Closed Material Procedures
- ‘Closed’ evidence is not disclosed to the individual and is heard in secret, without the presence of the individual.
- The government appoints a security-cleared ‘special advocate’, who has access to the closed material, and whose role is to ‘represent’ the individual.
- But the special advocate may not communicate with the individual after seeing the closed material.
- The government can use these procedures in many contexts when it does not want to disclose sensitive information due to national security.
R (Roberts) v Parole Board [2005]
- The Parole Board was concerned that revealing the evidence of an informer would put him at risk.
- The Parole Board used a special advocate system, without express statutory authorisation.
- Under Criminal Justice Act 1991, s 32(5), the Home Secretary made rules allowing the Board to withhold information on various grounds.
- House of Lords (3:2) approved the system: if the Board could lawfully withhold information, the special advocate system was better than nothing.
Dissents from Lord Bingham and Lord Steyn
- The Home Secretary and Parole Board should not be allowed to depart from fundamental values unless the statute expressly authorises it (see e.g. Simms).
- Lord Steyn described the special advocate system as ‘Kafkaesque’.

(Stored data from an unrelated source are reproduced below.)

PR #2285, opened 2023-04-04
generic cli storage inputs

wdbaruni:
A generic way to define storage inputs using URIs instead of separate flags per input types. This change enables and exposes S3 inputs to CLI users.

Users can also pass additional options depending on the storage type, such as endpoint and region for S3 storage.

## Examples:
```
# Mount IPFS CID to /inputs directory
-i src=ipfs://QmeZRGhe4PmjctYVSVHuEiA9oSXnqmYa4kQubSHgWbjv72

# Mount IPFS CID using simple form to /inputs directory 
-i ipfs://QmeZRGhe4PmjctYVSVHuEiA9oSXnqmYa4kQubSHgWbjv72

# Mount S3 object to a specific path
-i src=s3://bucket/key,dst=/my/input/path

# Mount S3 object with specific endpoint and region
-i src=s3://bucket/key,dst=/my/input/path,opt=endpoint=http://s3.example.com,opt=region=us-east-1

# Mount S3 object using long flag names
--input source=s3://bucket/key,destination=/my/input/path

```

## Breaking Changes
1. Removed `--input-urls, -u` to mount URLs
2. Removed `--input-volumes, -v` to mount CIDs
3. Defining `ipfs://` schema is mandatory when defining input CIDs
4. Mount path is explicitly defined using `,dst=<path>` instead of using colon as delimiter

### DIFF
--- a/cmd/bacalhau/opts/storage.go
+++ b/cmd/bacalhau/opts/storage.go
@@ -3,6 +3,7 @@ package opts
 import (
 	"encoding/csv"
 	"fmt"
+	"net/url"
 	"strings"
 
 	"github.com/bacalhau-project/bacalhau/pkg/job"
@@ -29,8 +30,22 @@ func (o *StorageOpt) Set(value string) error {
 		key, val, ok := strings.Cut(field, "=")
 
 		if !ok {
+			// parsing simple format of source:destination
 			if i == 0 {
-				sourceURI = field
+				parsedURI, err := url.Parse(field)
+				if err != nil {
+					return err
+				}
+				// find the last colon, excluding the schema part
+				schema := parsedURI.Scheme
+				trimmedURI := strings.TrimPrefix(field, schema+"://")
+				index := strings.LastIndex(trimmedURI, ":")
+				if index == -1 {
+					sourceURI = field
+				} else {
+					sourceURI = schema + "://" + trimmedURI[:index]
+					destination = trimmedURI[index+1:]
+				}
 				continue
 			} else {
 				return fmt.Errorf("invalid storage option: %s. Must be a key=value pair", field)
--- a/cmd/bacalhau/opts/storage.go
+++ b/cmd/bacalhau/opts/storage.go
@@ -1,0 +1,81 @@
+package opts
+
+import (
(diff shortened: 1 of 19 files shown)


cmd/bacalhau/opts/storage.go
```diff
@@ -0,0 +1,96 @@
...
+}
+
+func (o *StorageOpt) String() string {
+	storages := make([]string, len(o.values))
+	for _, storage := range o.values {
+		repr := fmt.Sprintf("%s %s %s", storage.StorageSource, storage.Name, storage.Path)
+		storages = append(storages, repr)
+	}
+	return strings.Join(storages, ", ")
+}
```
frrist, line 89: I am not sure this is correct. Allocating a slice `storages` size of `len(o.value)` via `make` and appending to it in the loop will add additional allocations and result in the first `len(o.value)` indices containing empty strings. 
Here is an example: https://go.dev/play/p/voW7jj6cQe0

You can address this with either of the following changes:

After the decision, Roberts was sent the secret evidence anonymously. A further Parole Board hearing, at which his counsel could effectively cross-examine, cleared him of the most damaging allegations.
(NB: This is not a national security case.)

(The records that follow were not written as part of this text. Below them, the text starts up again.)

PR #2302, opened 2023-04-05
Fix container entry points

### LINKED ISSUE #656: Both of the default entrypoint and the commands in a container are blatted
From a user perspective, if you define either an entrypoint or a command in a container, the defaults are overwritten with an empty value if you pass no arguments to bacalhau. This is unexpected, from a user perspective. Default container entrypoints and commands should be used.

From a code perspective, we only use an entrypoint, and overwrite that with the arguments passed to bacalhau (i.e. empty when you don't pass any). We don't use or pass the command at all.

E.g. entrypoint https://github.com/filecoin-project/bacalhau/blob/main/pkg/executor/docker/executor.go#L249

Here's a reference to the command part of the container config (which is not set): https://github.com/moby/moby/blob/master/api/types/container/config.go#L82

### LINKED ISSUE #2528: Adding any parameters overrides entrypoint
We should have a better solution for allowing people to add arguments to a command line. E.g.

`bacalhau docker run mycontainer:latest` <- runs the default container with the default entrypoint

But - `bacalhau docker run mycontainer:latest foo`

Expected:
uses the default entrypoint with these as an argument (as docker does)

Actual:
`bacalhau docker run mycontainer:latest foo` <- overrides the default entrypoint.

olgibbons:
Fixes #656. Fixes #2528.


pkg/model/job.go
```diff
@@ -215,6 +215,8 @@ type JobSpecDocker struct {
 	Image string `json:"Image,omitempty"`
 	// optionally override the default entrypoint
 	Entrypoint []string `json:"Entrypoint,omitempty"`
+	// Parameters holds the default arguments that are passed to the ENTRYPOINT when the container is run.
```
lukemarsden, line 218: I think this comment is wrong? It's the "extra arguments that are passed on the commandline when the container is run", no?

pkg/executor/docker/executor.go
```diff
@@ -204,6 +204,7 @@ func (e *Executor) Run(
 		Tty:        false,
 		Env:        useEnv,
 		Entrypoint: job.Spec.Docker.Entrypoint,
```
lukemarsden, line 206: Maybe we just need to only populate this if it's not empty

cmd/bacalhau/docker_run.go
```diff
@@ -87,6 +88,8 @@ type DockerRunOptions struct {
 }
 
 func NewDockerRunOptions() *DockerRunOptions {
+	//Olgibbons!! delete:
+	fmt.Println("NewDockerRunOptions has been called")
```
simonwo, line 92: Delete?

cmd/bacalhau/docker_run.go
```diff
@@ -262,13 +265,20 @@ Git-LFS repo (e.g. '-i gitlfs://huggingface.co/bigscience/test-bloomd.git' URI m
...
+
 	dockerRunCmd.PersistentFlags().AddFlagSet(NewRunTimeSettingsFlags(&ODR.RunTimeSettings))
 	dockerRunCmd.PersistentFlags().AddFlagSet(NewIPFSDownloadFlags(&ODR.DownloadFlags))
 
 	return dockerRunCmd
 }
 
 func dockerRun(cmd *cobra.Command, cmdArgs []string, ODR *DockerRunOptions) error {
+	//Olgibbons: delete
+	fmt.Println("dockerRun has been called")
```
simonwo, line 281: Delete?

cmd/bacalhau/docker_run.go
```diff
@@ -320,9 +330,12 @@ func dockerRun(cmd *cobra.Command, cmdArgs []string, ODR *DockerRunOptions) erro
...
 // CreateJob creates a job object from the given command line arguments and options.
 func CreateJob(ctx context.Context, cmdArgs []string, odr *DockerRunOptions) (*model.Job, error) { //nolint:funlen,gocyclo
+	//olgibbons: delete:
+	fmt.Println("CreateJobFunc has been called")
 	odr.Image = cmdArgs[0]
-	odr.Entrypoint = cmdArgs[1:]
-
+	odr.Cmd = cmdArgs[1:]
+	fmt.Println("cmdArgs[0] is", odr.Image)
+	fmt.Println("odr.Cmd is", odr.Cmd)
```
simonwo, line 338: Remove printlns?

cmd/bacalhau/docker_run.go
```diff
@@ -448,6 +462,7 @@ func CreateJob(ctx context.Context, cmdArgs []string, odr *DockerRunOptions) (*m
 		odr.NodeSelector,
 		odr.WorkingDirectory,
 	)
+	fmt.Println("odr.Entrypoint is", odr.Entrypoint)
```
simonwo, line 465: Remove println?

pkg/docker/docker.go
```diff
@@ -211,6 +211,21 @@ func (c *Client) RemoveContainer(ctx context.Context, id string) error {
...
+				OS:           info.Os,
+				OSVersion:    info.OsVersion,
+			},
+		}, nil
+	} else if !dockerclient.IsErrNotFound(err) {
+		// The only error we wanted to see was a not found error which means we don't have
+		// the image being requested.
+		return nil, err
+	}
+
```
simonwo, line 228: You can probably remove this – it will clash with what Ross has done

cmd/bacalhau/docker_run.go
```diff
@@ -73,7 +73,8 @@ type DockerRunOptions struct {
 	NodeSelector     string   // Selector (label query) to filter nodes on which this job can be executed
 
 	Image      string   // Image to execute
-	Entrypoint []string // Entrypoint to the docker image
+	Entrypoint string   // Entrypoint to the docker image
+	Cmd        []string //Command arguments for Entrypoint
```
simonwo, line 77: The field in the JobSpecDocker is called `Parameters` – should this be the same?

pkg/job/factory.go
```diff
@@ -99,15 +100,23 @@ func ConstructDockerJob( //nolint:funlen
...
 	j.APIVersion = a.String()
-
+	//If entrypoint is specified, construct a 1 element slice for it. Otherwise don't pass anything for that field
+	var entrypointSlice []string
+	if entrypoint == "" {
+		//tell docker to use default entrypoint, which can be defined in the Dockerfile
+		entrypointSlice = nil
+	} else {
+		entrypointSlice = []string{entrypoint}
+	}
```
simonwo, line 110: `entrypointSlice` will be nil by default, so you only need to handle the `else` case, e.g. `if entrypoint != ""`

pkg/test/executor/docker_entrypoint_test.go
```diff
@@ -0,0 +1,281 @@
...
+	"github.com/stretchr/testify/require"
+	"github.com/stretchr/testify/suite"
+)
+
+//When the entrypoint flag is used on the CLI, eg "docker run --entrypoint /bin/echo image hello world" docker will ignore the CMD
+//Stored in the dockerfile. Any paramaters used after the image will be interpreted as the new CMD.
+//If no entrypoint is specified in the dockerfile and the CMD appended to the CLI does not contain an executable that can
+//be found in Alpine's $PATH, the docker daemon will throw an error.
+//Please note that if a dockerfile specifies neither the CMD or ENTRYPOINT then docker will use the base image's (if specified).
+//Alpine's base image has a CMD of '/bin/sh' and no entrypoint.
```
simonwo, line 33: This should be true of all images, not just alpine. So perhaps replace references to "Alpine" with "the chosen image"?

pkg/test/executor/docker_entrypoint_test.go
```diff
@@ -0,0 +1,281 @@
...
+		buildOptions := types.ImageBuildOptions{
+			Dockerfile: filepath.Join(tempDir, name),
+			Tags:       []string{tag + ":latest"},
+		}
+
+		response, err := cli.ImageBuild(ctx, buildContext, buildOptions)
+		//olgibbons delete after testing:
+		if err != nil {
+			suite.T().Fatal("Error building image: ", err)
+		}
```
simonwo, line 135: This can just be a `require.NoError`?

pkg/test/executor/docker_entrypoint_test.go
```diff
@@ -0,0 +1,281 @@
...
+	ctx := context.Background()
+	cli, err := client.NewClientWithOpts(client.FromEnv, client.WithAPIVersionNegotiation())
+	require.NoError(suite.T(), err)
+
+	imageTags := []string{
+		suite.testName + "-image-true-true",
+		suite.testName + "-image-false-true",
+		suite.testName + "-image-true-false",
+		suite.testName + "-image-false-false",
+	}
```
simonwo, line 154: This is a little bit brittle because it relies on:
* The logic of `createUniqueName`
* The `dockerfilePermutations`
I.e. if you change either of those things, this will be broken.

Could you keep a list of all the images created instead? Or could you use something like `suite.T().Cleanup`?

pkg/test/executor/docker_entrypoint_test.go
```diff
@@ -0,0 +1,281 @@
...
+		{stderr, "cdrom\nfloppy\nusb\n", image, defaultUserOverwrites.entrypoint, defaultUserOverwrites.cmd},
+		{stderr, "", image, nil, nil},
+	}
+	for _, test := range newTests {
+		testScenario := createTestScenario(test.expectedStderr, test.expectedStdout, test.image, test.entrypoint, test.parameters)
+		RunTestCase(suite.T(), testScenario)
+	}
+}
+
+//in cmd/docker_run_test.go: make sure flag is hooked up correctly
```
simonwo, line 281: Rogue comment?

pkg/test/scenario/scenario.go
```diff
@@ -68,6 +68,9 @@ type Scenario struct {
 	// whether it was successful or not. If empty, the job will not be waited
 	// for once it has been submitted.
 	JobCheckers []job.CheckStatesFunction
+
+	//olgibbons: delete this if it doesn't work:
+	CLIParameters []string
```
simonwo, line 73: Do you still need this? You don't seem to use it in the tests?

pkg/test/scenario/test_scenarios.go
```diff
@@ -266,5 +296,8 @@ func GetAllScenarios() map[string]Scenario {
 		"wasm_csv_transform": WasmCsvTransform,
 		"wasm_exit_code":     WasmExitCode,
 		"wasm_dynamic_link":  WasmDynamicLink,
+		//olgibbons: do this properly:
+		"DockerfileNoEntryPointNoCommand":  DockerFileNoEntryPointNoCommand,
+		"DockerfileNoEntryPointYesCommand": DockerFileNoEntryPointYesCommand,
```
simonwo, line 301: Do you still need these?

testdata/docker-entrypoints/cmd-echo/Dockerfile
```diff
@@ -0,0 +1,3 @@
+FROM ubuntu:20.04
+#ENTRYPOINT ["/bin/sh", "-c"]
+CMD ["echo", "helloo from dockerfile"]
```
simonwo, line 3: Do you still need all this stuff in testdata?

pkg/test/executor/test_runner.go
```diff
@@ -70,9 +71,19 @@ func RunTestCase(
...
+		if strings.Contains(err.Error(), `"media": executable file not found in $PATH`) {
+			t.Log("Expected error occured for no entrypoint", err)
+			//skip rest of test if correct error occurs
+			return
+		} else {
+			require.NoError(t, err)
+		}
+	} else {
+		require.Empty(t, runnerOutput.ErrorMsg)
+	}
```
simonwo, line 84: Is this still necessary? It would be preferable to not encode test-specific logic in this generic code.

simonwo (approved):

Secretary of State for the Home Department v MB [2007]
The House of Lords’ judgment
- The use of special advocates was compatible with the right to a fair hearing—unless, looking at the process as a whole, the procedure involved significant injustice to the individual.
- The majority suggested it would be fair if it would ‘make no difference’ to the outcome.
- Lord Hoffmann (dissenting): the existence of special advocates is sufficient to guarantee procedural fairness in every case.
A v United Kingdom (2009)
The European Court of Human Rights
- National security can be a justification for limiting the information given to the individual.
- But non-disclosure cannot go so far as to deny an individual knowledge of the essence of the case against him—at least where there is a risk of severe consequences.